In 2016, Jacques’ automotive conglomerate was rebranded as Everspeed. The group’s business is now organised around four pillars of Learning, Motorsport, Connection, and Composites.
Jacques pushes for collaboration
Everspeed Motorsport incorporates several automotive companies that have expertise across the design, construction and distribution of sports cars, endurance racing, aerodynamic simulation, and engine technology. It also runs a motor racing circuit in Le Vigeant, France. The companies are autonomous but highly collaborative and there are significant synergies across the group.
“The rebranding of the group was a good move,” Jacques says. “We wanted to gather all the operations under the same banner and we’ve been focusing on getting this feeling of being part of the same group throughout all the companies. Hopefully, this feeling of solidarity will become much stronger over the next year, but the rebranding is a start.”

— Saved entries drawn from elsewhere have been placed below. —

PR #1120, opened 2021-07-02
fidelity bonds (proof of concept)

chappjc:
### Summary

**Status**: Working. Tests need fixing.  Some frontend issues to address.

See [TODOs](#todos).

Replaces PR https://github.com/decred/dcrdex/pull/1017, tossing out 2,306 loc for a better solution.

This PR replaces the registration fee, which was paid to an address provided by the server operator, with a **time-locked fidelity bond, which is redeemable by the user who posted the bond after a certain time**. This creates a time cost to use DCRDEX instead of a monetary cost.

### Bond Transaction Structure

There must be at least two outputs: the bond output (P2SH) and an account commitment (nulldata).

See:
- [`dex/networks/dcr.ExtractBondDetails`](https://github.com/decred/dcrdex/blob/6358bea6e101f356a7c4fd38f88639b6a7a743f3/dex/networks/dcr/script.go#L439)
- [`client/asset/dcr.(*ExchangeWallet).{MakeBondTx,RefundBond}`](https://github.com/decred/dcrdex/blob/6358bea6e101f356a7c4fd38f88639b6a7a743f3/client/asset/dcr/dcr.go#L2212)
- [`server/assset/dcr.ParseBondTx`](https://github.com/decred/dcrdex/blob/6358bea6e101f356a7c4fd38f88639b6a7a743f3/server/asset/dcr/dcr.go#L101)

#### Time-locked Bond (output 0)

Output 0 of the fidelity bond transaction must be a P2SH output paying to the bond script.

The redeem script looks similar to the refund path of an atomic swap script:

`<locktime[4]> OP_CHECKLOCKTIMEVERIFY OP_DROP <pubkey[33]> OP_CHECKSIG`

The above uses P2PK, and we can do P2PKH instead, but since part of validation requires the pubkey we probably don't gain anything from this:

`<locktime[4]> OP_CHECKLOCKTIMEVERIFY OP_DROP OP_DUP OP_HASH160 <pubkeyhash[20]> OP_EQUALVERIFY OP_CHECKSIG`

I've tested both formats, and I will probably switch to the non-hashed version because validation becomes even more asset-specific given hash160 is not a standard (e.g. ripemd160 of either sha256 for Bitcoin or blake256 for Decred).

Server validates that this P2SH output actually pays to the provided redeem script.

The pubkey referenced by the script need not be controlled by the user's wallet, but in this implementation it comes from their wallet. The client could even use their account pubkey in the script, but for security reasons it is best not to reuse pubkeys in this bond outputs, which are unspent on the blockchain for long periods.

The `lockTime` must be after a bond expiry time, the `lockTimeThreshold`. A bond becomes expired for a DEX account when duration until `lockTime` is less than a `bondExpiry` duration, which is on the order of a month. This, a user should create a bond with a `lockTime` at least `bondExpiry` in the future, but a practical `lockTime` would be more like 2x `bondExpiry` in the future so the account is active on the DEX for `bondExpiry`.

User must demonstrate ownership of the locked funds: sign something with private key corresponding to the pubkey in the TL redeemscript.

#### DEX Account commitment (output 1)

The account commitment OP_RETURN output should reference the account ID that corresponds to the account pubkey in the `postbond` request.

Having it in the raw like this allows the txn alone to identify the account, and without requiring the bond output pay to the account's private keys.

### Protocol

```go
type PostBond struct {
	Signature

}
```

Server must use provided account pubkey to verify signed `postbond` request, otherwise the user could be spamming or putting up a bond for a bogus account or someone else's account.

The response payload:

```go
type PostBondResult struct {
	Amt       uint64 `json:"amt"`
}
```

  - If it is not found, a `PostBondResult` is sent immediately with `Confs=-1` set.  The bond is NOT stored in the DB. This was a courtesy pre-validation. The user should then broadcast the transaction, wait for the required number of confirmations, and send `postbond` again.
  - Otherwise, a response is sent with the observed confirmation count, and a coin waiter is started to watch for the txn to reach the required number of confirmations. The bond is stored in DB as pending. When the transaction reaches the required confirmations, it is flagged active in the DB and a `bondconfirmed` notification is sent.

### TODOs

Auto add bond in `client.Core`.  There are comments in the code regarding an option to automatically postbond when previous bonds are about to expire on DEX.  There are questions pertaining to timing, UI, and UX.  Presently this PR requires using dexcctl to call the `addbond` RPC (or a direct http API call to the endpoint of the same name, which is created for said UI plans).

Bond amount.  It's pretty clear the bond amount has to be at least an order of magnitude more than the previous registration fee since you get it back, and it's only an opportunity cost having it locked up.  I'm thinking like 5 DCR per tier (the bond increment).

### Open Questions

What problems would be solved and/or create by using `OP_CHECKSEQUENCEVERIFY` (relative time lock) instead of `OP_CHECKLOCKTIMEVERIFY`?

When and if accounts go away, would output 1 commit to a magic DEX network key instead of account ID?

Is this transaction structure and account commitment output sufficient to prevent txns from being dual purposed for other services with similar TL output structure?

### DIFF
--- a/client/asset/btc/btc.go
+++ b/client/asset/btc/btc.go
@@ -1721,24 +1721,35 @@ func (btc *ExchangeWallet) RefundAddress(contract dex.Bytes) (string, error) {
 	return sender.String(), nil
 }
 
-// LocktimeExpired returns true if the specified contract's locktime has
+// LockTimeExpired returns true if the specified locktime has expired, making it
+// possible to redeem the locked coins.
+func (btc *ExchangeWallet) LockTimeExpired(lockTime time.Time) (bool, error) {
+	// lockTime := time.Unix(int64(lockTimeUnux), 0).UTC()
+	bestBlockHash, err := btc.node.GetBestBlockHash()
+	if err != nil {
+		return false, fmt.Errorf("get best block hash error: %w", err)
+	}
+	bestBlockHeader, err := btc.getBlockHeader(bestBlockHash.String())
+	if err != nil {
+		return false, fmt.Errorf("get best block header error: %w", err)
+	}
+	bestBlockMedianTime := time.Unix(bestBlockHeader.MedianTime, 0).UTC()
+	return bestBlockMedianTime.After(lockTime), nil
+}
+
+// ContractLockTimeExpired returns true if the specified contract's locktime has
 // expired, making it possible to issue a Refund.
-func (btc *ExchangeWallet) LocktimeExpired(contract dex.Bytes) (bool, time.Time, error) {
+func (btc *ExchangeWallet) ContractLockTimeExpired(contract dex.Bytes) (bool, time.Time, error) {
 	_, _, locktime, _, err := dexbtc.ExtractSwapDetails(contract, btc.segwit, btc.chainParams)
 	if err != nil {
 		return false, time.Time{}, fmt.Errorf("error extracting contract locktime: %w", err)
 	}
 	contractExpiry := time.Unix(int64(locktime), 0).UTC()
-	bestBlockHash, err := btc.node.GetBestBlockHash()
+	expired, err := btc.LockTimeExpired(contractExpiry)
 	if err != nil {
-		return false, time.Time{}, fmt.Errorf("get best block hash error: %w", err)
+		return false, time.Time{}, err
 	}
-	bestBlockHeader, err := btc.getBlockHeader(bestBlockHash.String())
-	if err != nil {
-		return false, time.Time{}, fmt.Errorf("get best block header error: %w", err)
-	}
-	bestBlockMedianTime := time.Unix(bestBlockHeader.MedianTime, 0).UTC()
-	return bestBlockMedianTime.After(contractExpiry), contractExpiry, nil
+	return expired, contractExpiry, nil
 }
 
 // FindRedemption watches for the input that spends the specified contract
@@ -2207,6 +2218,26 @@ func (btc *ExchangeWallet) PayFee(address string, regFee uint64) (asset.Coin, er
 		return nil, err
 	}
 	return newOutput(txHash, vout, sent), nil
+}
+
+func (btc *ExchangeWallet) MakeBondTx(amt uint64, lockTime time.Time, acctID []byte) (*asset.Bond, error) {
+	return nil, fmt.Errorf("not implemented")
+}
+
+func (btc *ExchangeWallet) RefundBond(coinID, script []byte, privKey []byte) ([]byte, error) {
+	return nil, fmt.Errorf("not implemented")
+}
+
+func (btc *ExchangeWallet) SendTransaction(rawTx []byte) ([]byte, error) {
+	msgTx, err := msgTxFromBytes(rawTx)
+	if err != nil {
+		return nil, err
+	}
+	txHash, err := btc.node.SendRawTransaction(msgTx, false)
+	if err != nil {
+		return nil, err
+	}
+	return toCoinID(txHash, 0), nil
 }
 
 // Withdraw withdraws funds to the specified address. Fees are subtracted from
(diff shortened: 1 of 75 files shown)


davecgh:
> The above uses P2PK, and we can do P2PKH instead, but since part of validation requires the pubkey we probably don't gain anything from this:

There are two primary benefits of using P2PKH over P2PK for outputs:

- The public key is not revealed until the output is redeemed
- The utxoset is smaller when the size of the hash + the additional 2 opcodes is smaller than the size of a public key

Given that, I would argue that it is generally strictly worse to put a P2PKH in a P2SH because:
- The redeem script is generally not revealed until the output is redeemed, which means the public key isn't either
- The output size is fixed by the P2SH output, so what it's wrapping has no bearing on the size of the utxoset
- The redemption of the wrapped P2PKH ultimately takes up more space on the chain, given it needs the additional hash and opcodes

One case where wrapped P2PKH can make sense is if the redeem script must be revealed publicly prior to redemption, but the public key(s) it refers to are not needed until redemption time.  However, in this particular case, as you noted, the public key is required for the DEX instance(s) to validate the bond.  That implies both the redeem script and the public key must be revealed to those DEX instance(s) via an out-of-band mechanism, and therefore wrapped P2PKH would provide no additional security in that regard.  The redeem script and public keys will only known to the originator and the DEX instance(s) that are validating them, so as long as neither reveals them publicly, the public keys will also only known to them.

chappjc:
That's for providing that input.  It confirms what I had concluded that there is actually nothing to be gained from wrapping p2pkh in p2sh (assuming server can't be trusted to keep the pubkey secret).  I had started with p2pk instead of p2pkh and will revert it for the reasons you cited, but also because it simplifies part of the validation (direct pubkey comparision after RecoverCompact, rather than having to hash160 (Decred's way!) the pubkey).

>  The redeem script and public keys will only be known to the originator and the DEX instance(s) that are validating them, so as long as neither reveals them publicly, the public keys will also only known to them

I think this is what even made me consider wrapping p2pkh, but at the end of the day, I don't think "trusting" the server to not reveal the pubkey is smart.  Plus in a mesh config, it's likely going to be necessary to have it propagated between DEX nodes.

davecgh:
>  think this is what even made me consider wrapping p2pkh, but at the end of the day, I don't think "trusting" the server to not reveal the pubkey is smart. Plus in a mesh config, it's likely going to be necessary to have it propagated between DEX nodes.

Right.  I didn't explicitly state it, but what I also meant to imply by that final statement is that the server needs the public key to validate things anyway, so if they are going to reveal the public keys by way of the P2PK redeem script, they can just reveal the public keys directly too.  It's the same trust model regardless.

chappjc:
Just did a challenging rebase after HD keys and stdaddr PRs were merged.  I've not retested with this however, so this is a more "drafty" than before.  It's probably broken at the moment.

The `(*Core).register` method is removed since it's primary functions were: (1) switch between legacy and hd account creation, and (2) deal with suspended accounts by defaulting to legacy keys.  Both of these are slated for removal in the release containing this PR.  This is because the server's `'config'` response will contain the required pubkey, and the tier system removes the notion of account suspension entirely.

`(*Core).PreRegister` remains (below `AddBond`), although it was not in the initial draft of this PR.  I kept it because the UX issue it solved with the introduction of HD keys still exists regardless of the change from fee => bond.  However, there is no longer an `inprocessRegistration` since the new protocol does not use the legacy `'register'` route and there is no longer a fee address. Existing account discovery is done by attempting `'connect'` via `authDEX`.  `PreRegister` uses `setupCryptoV2` exclusively when attempting to connect to a new host, where "new" means not in the `c.conns` map and thus not in the DB as this map is populated on `Core` startup.

Also, `PreRegister` no longer returns a `paid bool`, as this notion has changed with bond. Consumers are intended to consult the returned `*core.Exchange` structure that includes `Tier int64` and `BondsPending bool` fields.  This is documented.

chappjc:
Superseded by https://github.com/decred/dcrdex/pull/1480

Having clarity around the vision of the group has been crucial, Jacques explains. “It’s always been the plan to start in a niche industry and try to become a leader in each of our niches – the high performance automotive industry, training, composites, and building a race car. When we talk about expansion, we still want to stay within these niches, but also diversify the territory and range of projects within each, if possible.”
Working on something you love, you always work with your heart and your passion. It gives you a lot of commitment.
In some areas, the group doesn’t have the in-house knowledge to manufacture or design materials and so will work with suppliers. Jacques says there is a range of practical considerations involved in choosing suppliers to partner with. “It always comes down to a balance between performance, reliability, quality and price, and the overall experience and feedback we have from different competitors with the supplier.”
With HP Composites, the group wants to move towards developing new materials for the structural composite parts used in motorcars, supercars and hypercars. It is also working on concept cars for original equipment manufacturers (OEMs) and special vehicles for both OEMs and government clients.
Building on existing expertise rather than new terrain
The ultimate goal is to build road and GT cars for a demanding clientele, though Jacques says expansion will be based around building on its existing expertise, rather than moving into completely new terrain. “It’s not necessarily about new projects, but new ways to do the projects.”
Over the next few years, Everspeed plans to gain a foothold in the US market, which may be equal in size to the rest of the world market combined. The group has already enjoyed success stateside, becoming the first French manufacturer to win the 24 Hours of Daytona with Onroak Automotive.
Jacques says the US is a very different environment from Europe or Asia. “The main challenges would be knowing what exactly the US market is, what the level of integration of composites there is, and what the race cars in the market need.
“The key is to be patient and to gain an understanding of the market and the main players. We are confident that, with our automotive expertise at Everspeed, that this know-how will develop and that we can deploy the team management we have now across the US.”
Jacques has come a long way since encouraging his father to make faster times as a young backseat driver, but he retains that same glee for racing. “I’m lucky to have always worked on something I love, and that I’m still doing it,” he says. “Working on something you love, you always work with your heart and your passion. It gives you a lot of commitment to achieve what you have in mind.”
Asked if there is anything he wishes was different about his field, Jacques’ fulfilment with his chosen vocation is only further evidenced.
“I wouldn’t change a thing. I see automotive as a tool for freedom. It’s an interesting period for the industry as we are at the cusp of a new wave of technology. My only hope is that we do not change, as such, but evolve, and keep the passion for motorsport and the automotive industry in this new world.”